PR #255, opened 2018-02-13
Add padding to BarPopup link buttons

### LINKED ISSUE #245: Enlarge touchable areas for buttons in `BarPopup` components
Maybe even add a bigger vertical padding. Maybe make the whole 50% of the bar touchable. It's hard to hit them by fat finger:

screen_shot_2018-02-06_at_12 01 57

img_5692

tbergq:
closes #245

### DIFF
--- a/app/shared/src/popup/BarPopup.js
+++ b/app/shared/src/popup/BarPopup.js
@@ -29,13 +29,35 @@ export default class BarPopup extends React.Component<Props> {
   render = () => (
     <Popup isVisible={this.props.isVisible} onClose={this.onClose}>
       <View style={styles.bar}>
-        <LinkButton title="Cancel" onPress={this.onClose} />
-        <LinkButton title={this.props.buttonTitle} onPress={this.onSave} />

» **Problem details**:
Each line of the records with the word "onClose" in it is to be copied.

» **Written reply**:
     <Popup isVisible={this.props.isVisible} onClose={this.onClose}>
-        <LinkButton title="Cancel" onPress={this.onClose} />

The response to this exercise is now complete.